Sulla sua partecipazione ai festeggiamenti previsti per il 150° anniversario dell’Unità d’Italia, il ministro per le Riforme, Umberto Bossi, deve ancora decidere, ma su tutto il resto il Senatur ostenta la proverbiale fermezza. Soprattutto quando, nel corso di un’intervista rilasciata a “La Repubblica”, viene più volte interpellato sul tema a lui più caro: il federalismo.

Cavour era federalista – inizia il leader della Lega –  la promessa e l’impronta federalista sono state fondamentali nel percorso di unificazione del Paese. Senza questa premessa e senza questa impronta i Lombardi non ci sarebbero mai stati a finire sotto il Piemonte. Poi il re in qualche modo ha tradito perché ha imposto il centralismo. Oggi – continua Bossi – è arrivato il momento di riprendere quella promessa e mantenerla compiendo davvero la storia”.

Quella del federalismo è, per il ministro del Carroccio, un’esigenza che non può più essere rimandata. “Se andiamo avanti di questo passo – spiega – avremo troppi sindaci e troppi presidenti di regione che buttano via i soldi. Non si può continuare così perché con questo andazzo rischiamo di finire male, come un’altra Grecia ma di grandi dimensioni e con esiti disastrosi per tutti”.

Contro questi scenari apocalittici, il Senatur individua un’unica soluzione. “Il federalismo – insiste – significa dare delle regole e un po’ di federalismo e un po’ di regole faranno bene sia al Nord che al Sud. Perché il Nord del dopo crisi non può più dare i soldi che dava prima, dovrà vivere con regole nuove. E il Sud i soldi non potrà più buttarli“.

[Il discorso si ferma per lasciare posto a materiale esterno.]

PR #1344, opened 2023-10-05
chore: update dev deps in frontend

Josh-Cena:
First step to clean the frontend.


api/src/config.ts
bearsyankees, line 1: ik u don't like to use 3000 but lets leave it as that for others i think maybe, see my slack

frontend/src/App.jsx
bearsyankees, line 1: nice

bearsyankees, line 1: good commas.

api/src/config.ts
Josh-Cena: Okay, I've reverted back to 3000 by default.

frontend/src/App.jsx
Josh-Cena: FYI, we used to have a conflict because formatOnSave uses the latest Prettier which automatically adds these commas, but CI uses v2 which removes them. So this should probably be prioritized for that reason too

api/src/config.ts
```diff
@@ -37,16 +37,20 @@ export const MAX_CHALLENGE_REQUESTS = 100; // maximum number of allowed challeng
 // Secret for Canny SSO
 export const CANNY_KEY = getEnv('CANNY_KEY');
 
+// TODO make sure the frontend port is synchronized with this;
+// we should use the same script to start both frontend and backend
+const port = process.env.FRONT_END_PORT || 3000;
```
Josh-Cena, line 42: FYI, I've added a `PORT` env to frontend and `FRONT_END_PORT` to api.

bearsyankees: great

bearsyankees (approved):
looks good!

PR #1345, opened 2023-10-06
chore: upgrade non-breaking deps in frontend

Josh-Cena:
Part 2 of frontend cleanup. This one handles all the probably-non-breaking upgrades and leaves the rest to future PRs.


bearsyankees (approved):
more packages yay nice

PR #1349, opened 2023-10-06
chore: display the right host in dev

bearsyankees:
@Josh-Cena what do ya think


Josh-Cena (approved):
Other than formatting issues LGTM

PR #1351, opened 2023-10-07
chore: Docker refactor 🐳

neilsong:

PR #1352, opened 2023-10-07
Hotfix API and Add NPM Compatibility

neilsong:
This works for sure.


neilsong:
Ok @Josh-Cena it says it fails to deploy and frontend fails but like it definitely works, just look at the `last of npm compat` commit in #1351

PR #1353, opened 2023-10-07
add description search feature

CilantroMalik:
First draft of description search feature; I did some preliminary testing and I think this works but feedback is welcome (yay first feature!)


GoldinGuy:
My PR was closed in favor of this PR (which is great as this is better fleshed out and closer to completion). However, a critical component that is different (based on a cursory overview of the changes) is that this PR adds searching the description as an additional, optional feature rather than making that the default. I feel strongly that searching the description should be the default functionality – Coursetable should surface *more* content by default, and then filters cut down on that.

GoldinGuy:
In response to [this comment](https://github.com/coursetable/coursetable/pull/1329#pullrequestreview-1662350140), descriptions do contain arbitrary text, but it's ultimately text related to the course. The point of this addition (in my original understanding) was to implement an almost "semantic search" like functionality into search by surfacing courses where the key term might not necessarily be in the title. 

While adding this an as optional checkbox might have essentially the same effect for power users like you or me, the reality is that the average user won't know to enable this checkbox and the majority of searches will continue taking place without searching the description.

GoldinGuy:
My PR was integrated with this one, which is excellent as it's more detailed and nearly complete. But – an observation I had is that this PR offers searching the description as an option rather than a default. I believe having the description search as the default could be extremely beneficial – Coursetable can show more content initially, and then filters can be used to narrow it down.

Regarding [this comment](https://github.com/coursetable/coursetable/pull/1329#pullrequestreview-1662350140), while descriptions might have varied text, it's still relevant to the course. My initial thought was to enhance the search to be more "semantic-like" and highlight courses where the key term might not be in the title.

Having an optional checkbox is great for experienced users, but the reality is that the average student won't know to enable this checkbox and the majority of searches will continue taking place without searching the description.

bearsyankees:
> My PR was integrated with this one, which is excellent as it's more detailed and nearly complete. But – an observation I had is that this PR offers searching the description as an option rather than a default. I believe having the description search as the default could be extremely beneficial – Coursetable can show more content initially, and then filters can be used to narrow it down.
> 
> Regarding [this comment](https://github.com/coursetable/coursetable/pull/1329#pullrequestreview-1662350140), while descriptions might have varied text, it's still relevant to the course. My initial thought was to enhance the search to be more "semantic-like" and highlight courses where the key term might not be in the title.
> 
> Having an optional checkbox is great for experienced users, but the reality is that the average student won't know to enable this checkbox and the majority of searches will continue taking place without searching the description.

Yes good points. This will come soon

bearsyankees:
NICE JOB!!!!

bearsyankees:
thank you so much @GoldinGuy

benzuzu:
awesome stuff @GoldinGuy

Etherite1:
thanks @GoldinGuy

GoldinGuy:
Looks great guys! Definitely a bit hard to find especially on mobile but this works really well - very cool to be able to search terms like "War" or "ML" and have all relevant courses appear :)

PR #1347, opened 2023-10-06
chore: React 18, react-router 6

Josh-Cena:
@bearsyankees Please help me test this—there could be breaking changes I didn't catch.

PR #1361, opened 2023-10-09
refactor: preparatory work for React 18 upgrade

Josh-Cena:
This comes out of https://github.com/coursetable/coursetable/pull/1347. It contains all non-breaking refactors so is hopefully easier to review. Major changes:

1. Removed some excess `useCallback` that essentially doesn't do much while being weakly typed
2. Used `useLocation` instead of `withRouter`
3. Got rid of `React.FC`—it's discouraged in the community
4. Other refactors to get around type errors


bearsyankees (changes requested):
check the new conflicts

PR #1363, opened 2023-10-10
fix: Docker hotfix for prod

neilsong:
Fix catalogs error and also remove redundant windows compat.


api/prod-compose.yml
```diff
@@ -1,10 +1,14 @@
...
     restart: always
+    ports:
+      - '8039:8039'
+      - '8038:8080'
     expose:
-      - 8039
+      - '8039'
     environment:
       NODE_ENV: production
+      OVERWRITE_CATALOG: 'true'
```
Josh-Cena, line 11: Does it not work without? This thing seems to be the route handler, which means it's run on every request, right?

Josh-Cena (commented):
LGTM, with one uncertainty

api/prod-compose.yml
neilsong: You're right, it works without since the container is recreated with a new static every time. I will add overwrite catalog as a bash argument to ./start.sh in dev since there may be times where we want to update catalogs in the mounted filesystem approach in dev.

Josh-Cena:
If we are fully onboard to `bun`, can we get rid of the rest of the mentions for `npm` (`yarn` seems gone now)?

PR #1367, opened 2023-10-10
chore: rework issue/PR templates, remove dependabot

Josh-Cena:
We don't actually use dependabot and the amount of PRs it creates is annoying.

The PR template is not being picked up; I also took the chance to make the templates nicer.


bearsyankees (approved):
🐐

PR #137, opened 2019-11-17
Add rudimentary docs for the usb module

TheZoq2:
@Disasm Since you wrote the module, could you make sure I didn't make any obvious misstakes here?

### DIFF
--- a/src/usb.rs
+++ b/src/usb.rs
@@ -1,6 +1,6 @@
 //! USB peripheral
 
-//! Requires the `stm32_usbd` feature.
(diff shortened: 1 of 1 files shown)


src/usb.rs
```diff
@@ -1,5 +1,9 @@
 //! USB peripheral
 
+//! Requires the `stm32_usbd` feature.
```
Disasm:
```suggestion
//! Requires the `stm32-usbd` feature.
```

PR #140, opened 2019-11-21
Removed crate level allow(unused_unsafe) in favour of attributes on the specific instances

### LINKED ISSUE #139: More granular #[allow(unused_unsafe)]
In #133 we added `#![allow(unused_unsafe)]` due to differences between devices in the PAC crate. Since those warnings are useful in general, we should probably move the `#[allow]` declarations to the places where there are actual problems rather than making it global

cs2dsb:
Resolves #139 

I temporary added `#![deny(unused_unsafe)] and built all variants to find the instances of unused unsafe. Turned out there were only two left after the recent PAC update.

### DIFF
--- a/src/lib.rs
+++ b/src/lib.rs
@@ -94,11 +94,6 @@
 
 #![no_std]
 
-// Some pac crates have fields specified in such a way that they are safe and other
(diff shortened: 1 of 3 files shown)


TheZoq2:
Lovely, thanks!

PR #141, opened 2019-11-22
Flash Read/Write Support

luctius:
This pr adds support for flash reading and writing.

I think the API can be improved and I am open for suggestions on that front.

### DIFF
--- a/src/flash.rs
+++ b/src/flash.rs
@@ -2,6 +2,242 @@
 
 use crate::pac::{flash, FLASH};
 
+pub const FLASH_START: u32 = 0x0800_0000;
+pub const FLASH_END:   u32 = 0x080F_FFFF;
+
+const RDPRT_KEY: u16 = 0x00A5;
+const KEY1: u32 = 0x45670123;
+const KEY2: u32 = 0xCDEF89AB;
+
+pub const SZ_1K: u16 = 1024;
+
+pub type Result<T> = core::result::Result<T, Error>;
+
+#[derive(Debug, Clone, Copy, PartialEq, Eq, Ord, PartialOrd)]
+pub enum Error {
+    Success,
+    AddressLargedThanFlash,
+    AddressMisAligned,
+    LengthNotMultiple2,
+    LengthTooLong,
+    EraseError,
+    ProgrammingError,
+    WriteError,
+    VerifyError,
+    UnLockError,
+    LockError,
+}
+
+#[derive(Debug, Clone, Copy, PartialEq, Eq, Ord, PartialOrd)]
+pub enum SectorSize {
+    Sz1K = 1,
+    Sz2K = 2,
+    Sz4K = 4,
+}
+impl SectorSize {
+    fn size(self) -> u16 {
+        SZ_1K * self as u16
+    }
+}
+
+
+#[derive(Debug, Clone, Copy, PartialEq, Eq, Ord, PartialOrd)]
+pub enum FlashSize {
+    Sz16K  = 16,
+    Sz32K  = 32,
+    Sz64K  = 64,
+    Sz128K = 128,
+    Sz256K = 256,
+    Sz384K = 384,
+    Sz512K = 512,
+    Sz768K = 768,
+    Sz1M   = 1024,
+}
+impl FlashSize {
+    fn size(self) -> u32 {
+        SZ_1K as u32 * self as u32
+    }
+}
+
+pub struct FlashWriter<'a> {
+    flash: &'a mut Parts,
+    sector_sz: SectorSize,
+    flash_sz: FlashSize,
+}
+impl<'a> FlashWriter<'a> {
+    fn unlock(&mut self) -> Result<()> {
+        // Wait for any ongoing operations
+        while self.flash.sr.sr().read().bsy().bit_is_set() {}
+
+        // NOTE(unsafe) write Keys to the key register
+        unsafe { self.flash.keyr.keyr().write(|w| w.key().bits(KEY1)); }
+        unsafe { self.flash.keyr.keyr().write(|w| w.key().bits(KEY2)); }
+
+        while self.flash.sr.sr().read().bsy().bit_is_set() {}
+
+        // Verify success
+        match self.flash.cr.cr().read().lock().bit_is_clear() {
+            true => Ok(()),
+            false => Err(Error::UnLockError),
+        }
+    }
+
+    fn lock(&mut self) -> Result<()> {
+        while self.flash.sr.sr().read().bsy().bit_is_set() {}
+
+        self.flash.cr.cr().modify(|_, w| w.lock().set_bit());
+
+        while self.flash.sr.sr().read().bsy().bit_is_set() {}
+
+        match self.flash.cr.cr().read().lock().bit_is_set() {
+            true => Ok(()),
+            false => Err(Error::LockError),
+        }
+    }
+
+    fn valid_address(&self, offset: u32) -> Result<()> {
+        if FLASH_START + offset > FLASH_END {
+            Err(Error::AddressLargedThanFlash)
+        }
+        else if offset % 2 != 0 {
+            Err(Error::AddressMisAligned)
+        }
+        else {
+            Ok(())
+        }
+    }
+
+    fn valid_length(&self, length: u32) -> Result<()> {
+        if length > self.sector_sz.size() as u32 {
+            Err(Error::LengthTooLong)
+        }
+        else if length % 2 != 0 {
+            Err(Error::LengthNotMultiple2)
+        }
+        else {
+            Ok(())
+        }
+    }
+
+    pub fn page_erase(&mut self, start_offset: u32) -> Result<()> {
+        self.valid_address(start_offset)?;
+
+        self.unlock()?;
+
+        // Set Page Erase
+        self.flash.cr.cr().modify(|_, w| w.per().set_bit() );
+
+        // Write address bits
+        // NOTE(unsafe) This sets the sector address in the Address Register
+        unsafe { self.flash.ar.ar().write(|w| w.far().bits(FLASH_START + start_offset) ); }
+
+        // Start Operation
+        self.flash.cr.cr().modify(|_, w| w.strt().set_bit() );
+
+        // Wait
+        while self.flash.sr.sr().read().bsy().bit_is_set() { }
+
+        // Check for errors
+        let sr = self.flash.sr.sr().read();
+
+        // Remove Page Erase Operation bit
+        self.flash.cr.cr().modify(|_, w| w.per().clear_bit() );
+
+        // Re-lock flash
+        self.lock()?;
+
+        for idx in 0..self.sector_sz.size() -1 {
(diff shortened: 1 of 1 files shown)


src/flash.rs
```diff
@@ -2,6 +2,242 @@
...
+            true => Ok(()),
+            false => Err(Error::LockError),
+        }
+    }
+
+    fn valid_address(&self, offset: u32) -> Result<()> {
+        if FLASH_START + offset > FLASH_END {
+            Err(Error::AddressLargedThanFlash)
+        }
+        else if offset % 2 != 0 {
```
thalesfragoso: I wonder if the compiler will always do the right thing and change this to `offset & 1`, otherwise it might be better if we use bitwise AND instead of mod.

src/flash.rs
```diff
@@ -2,6 +2,242 @@
...
+        else {
+            Ok(())
+        }
+    }
+
+    fn valid_length(&self, length: u32) -> Result<()> {
+        if length > self.sector_sz.size() as u32 {
+            Err(Error::LengthTooLong)
+        }
+        else if length % 2 != 0 {
```
thalesfragoso: Same as above

src/flash.rs
```diff
@@ -2,6 +2,242 @@
...
+        // Check for errors
+        let sr = self.flash.sr.sr().read();
+
+        // Remove Page Erase Operation bit
+        self.flash.cr.cr().modify(|_, w| w.per().clear_bit() );
+
+        // Re-lock flash
+        self.lock()?;
+
+        for idx in 0..self.sector_sz.size() -1 {
```
thalesfragoso: It might be good to add a way to ignore verification, like a `verify: bool` argument.

src/flash.rs
```diff
@@ -2,6 +2,242 @@
...
+            let write_address = (FLASH_START + start_offset + idx as u32) as *mut u16;
```
thalesfragoso: Don't you have to correct this to not go pass a section boundary ? i.e `start_offset` might be in the middle of a sector. Also I don't think it needs to be `mut`.

src/flash.rs
```diff
@@ -2,6 +2,242 @@
...
+            let verify: u16 = unsafe { core::ptr::read_volatile(write_address) };
+            if verify != 0xFFFF {
+                return Err(Error::VerifyError);
+            }
+        }
+        if sr.wrprterr().bit_is_set() {
```
thalesfragoso: Why not test this before verification ? Also, I think you need to reset the bit before returning.

src/flash.rs
```diff
@@ -2,6 +2,242 @@
...
+    /// Retrieve an slice of at most 1 sector of data from FLASH_START +offset
+    pub fn read(&mut self, offset: u32, length: usize) -> Result<&'static [u8]> {
+        self.valid_address(offset)?;
+        self.valid_length(length as u32)?;
+
+        let address = (FLASH_START + offset) as *const _;
+
+        // NOTE(unsafe) grants read access to the FLASH
+        unsafe {
+            Ok(core::slice::from_raw_parts::<'static, u8>(address, length))
```
thalesfragoso: Is this safe ? Doing that you give a static immutable reference, but you can modify its contents with `write`. Am I missing something ?

src/flash.rs
```diff
@@ -2,6 +2,242 @@
...
+        }
+
+        for offset in (start_offset..start_offset + length as u32).step_by(self.sector_sz.size() as usize) {
+            self.page_erase(offset)?;
+        }
+
+        Ok(())
+    }
+
+    /// Retrieve an slice of at most 1 sector of data from FLASH_START +offset
```
thalesfragoso: Why have this limitation ?

src/flash.rs
```diff
@@ -2,6 +2,242 @@
...
+
+        let address = (FLASH_START + offset) as *const _;
+
+        // NOTE(unsafe) grants read access to the FLASH
+        unsafe {
+            Ok(core::slice::from_raw_parts::<'static, u8>(address, length))
+        }
+    }
+
+    /// Write at most 1 sector of data to FLASH_START +offset
```
thalesfragoso: Why have this limitation ?

src/flash.rs
```diff
@@ -2,6 +2,242 @@
...
+
+            // Wait for write
+            while self.flash.sr.sr().read().bsy().bit_is_set() {}
+
+            // Set Page Programming to 0
+            self.flash.cr.cr().modify(|_, w| w.pg().clear_bit() );
+
+            // Check for errors
+            let sr = self.flash.sr.sr().read();
+            if self.flash.sr.sr().read().pgerr().bit_is_set() {
```
thalesfragoso: Reset bit if set ?

src/flash.rs
```diff
@@ -2,6 +2,242 @@
...
+                self.lock()?;
+                return Err(Error::ProgrammingError);
+            }
+            else if self.flash.sr.sr().read().wrprterr().bit_is_set() {
```
thalesfragoso: Same as above

src/flash.rs
```diff
@@ -2,6 +2,242 @@
...
+                self.lock()?;
+                return Err(Error::WriteError);
+            }
+
+            // Verify written word
+            let verify: u16 = unsafe { core::ptr::read_volatile(write_address) };
```
thalesfragoso: Add option to avoid verification ?

src/flash.rs
luctius: I didn't think it would be writeable, but if it is, then it is indeed a problem. Got a suggestion on an alternative?

luctius:
You make excellent points. It was a while since I really worked on the code and although I gave it a final look-over I apparently missed quite a bit.

Thanks for the thorough check.

Most of it is easily fixed which I will probably do in the coming week.

src/flash.rs
thalesfragoso: You can't write through the reference, but you can use `FlashWriter::write` to modify the same memory that you're holding a reference to.
Hmm, maybe you can return a proxy type to prevent someone to call write and then use the ref. Maybe something like:
```rust
struct FlashReader<'a> {
    _flash: &'a FlashWriter,
    data: &'a [u8],
}

impl<'a> FlashReader<'a> {
    pub fn data(&self) -> &[u8] {
        self.data
    }
}
```
Then, you return that on the `FlashWriter::read` method.

And other things that I missed, I think `read` should only ask for `&self` instead of `&mut self` and also, have you tested if we can read a byte of a time instead of two ? The `Read Operation` part of the manual doesn't mention anything, so I think we can, but I didn't test it or read the entire manual.

src/flash.rs
```diff
@@ -2,6 +2,242 @@
...
+    Sz64K  = 64,
+    Sz128K = 128,
+    Sz256K = 256,
+    Sz384K = 384,
+    Sz512K = 512,
+    Sz768K = 768,
+    Sz1M   = 1024,
+}
+impl FlashSize {
+    fn size(self) -> u32 {
```
TheZoq2: I would prefer a more descriptive name for this, perhaps `as kbytes`

src/flash.rs
TheZoq2: I had a look at the LLVM-IR produced by rustc, and it looks like it doesn't change it to an `and` in debug mode, but does in release mode. That is without LLVM optimizations though

src/flash.rs
```diff
@@ -34,3 +307,94 @@ impl ACR {
         unsafe { &(*FLASH::ptr()).acr }
     }
 }
+
+/// Opaque AR register
+pub struct AR {
+    _0: (),
+}
+
+#[allow(dead_code)]
```
TheZoq2: Why are these allow(dead_code) needed? Is rustc missing the usages, or are they currently unused?

luctius: Those are currently unused; I added them for completeness.

luctius:
The comments made should have been fixed, though perhaps some unsafe code comments could still be better.

I have verified that single byte read operations from flash are possible.

src/flash.rs
```diff
@@ -2,6 +2,275 @@
...
+    sector_sz: SectorSize,
+    flash_sz: FlashSize,
+    verify: bool,
+}
+impl<'a> FlashWriter<'a> {
+    fn unlock(&mut self) -> Result<()> {
+        // Wait for any ongoing operations
+        while self.flash.sr.sr().read().bsy().bit_is_set() {}
+
+        // NOTE(unsafe) write Keys to the key register
```
TheZoq2: Still doesn't explain why unsafe is safe

src/flash.rs
```diff
@@ -2,6 +2,275 @@
...
+        self.valid_address(start_offset)?;
+
+        // Unlock Flash
+        self.unlock()?;
+
+        // Set Page Erase
+        self.flash.cr.cr().modify(|_, w| w.per().set_bit() );
+
+        // Write address bits
+        // NOTE(unsafe) This sets the sector address in the Address Register
```
TheZoq2: Same here

src/flash.rs
```diff
@@ -2,6 +2,275 @@
...
+
+        // Unlock Flash
+        self.unlock()?;
+
+        for idx in (0..data.len() ).step_by(2) {
+            self.valid_address(offset + idx as u32)?;
+
+            let hword: u16 =
+                  (data[idx]   as u16)
+                | (data[idx+1] as u16) << 8;
```
TheZoq2: Weird formatting. Though I'm not sure what the best way to format it is

irwineffect:
@luctius, @TheZoq2, if the remaining comments are addressed, would this be ready to merge in?

TheZoq2:
It has been a while since I looked at it, but IIRC, yes

src/flash.rs
burrbull: it's better to use `copy_from_slice` and `u16::from_be/le_bytes` for such manipulations

DerFetzer:
@luctius Any news on this? Is there help needed somewhere?

irwineffect:
I had been working on addressing the comments (https://github.com/irwineffect/stm32f1xx-hal/commit/0a997b0aa870b26f9f59eeb0d037aa49d4439f4a), although when I started to do more testing of the branch I had noticed some issues when erasing the flash, I think the erase logic as it exists right now isn't quite correct (the reference manual PM0075 also is somewhat ambiguous). It's been a while since I had looked at it, but I'll dig up what I had been working on and post more details.

irwineffect:
Well, I've been testing and I haven't been able to replicate the issues I had seen earlier, everything seems ok...perhaps my hardware was just wigging out? Sorry for the doubt, @luctius.

irwineffect:
It seems that @luctius hasn't signed on in a long time...should I create a pull request for irwineffect@0a997b0? This is based on @luctius's branch, plus I've tried to address the comments.

TheZoq2:
Sorry for the late reply. 

> should I create a pull request for irwineffect/stm32f1xx-hal@0a997b0? This is based on @luctius's branch, plus I've tried to address the comments.
I'd say you should, it's pointless to have a stale PR waiting when one that can make progress is available :)

irwineffect:
This PR can now be continued on #257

Tornando, infine, sulla sua partecipazione alla cerimonia per i 150 anni dell’Unità d’Italia: “Per la verità – dichiara Bossi – non ci ho ancora pensato. A naso mi sembrano le solite cose un po’ inutili e un po’ retoriche, ma devo ancora vedere e capire”. “E se Napolitano mi chiama… –  ammette il ministro – lo sa che il presidente mi è sempre stato simpatico“.